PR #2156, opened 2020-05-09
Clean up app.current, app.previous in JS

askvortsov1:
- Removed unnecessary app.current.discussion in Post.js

·····

Print out the full listing above, word for word.

PR #2156, opened 2020-05-09
Clean up app.current, app.previous in JS

askvortsov1:
- Removed unnecessary app.current.discussion in Post.js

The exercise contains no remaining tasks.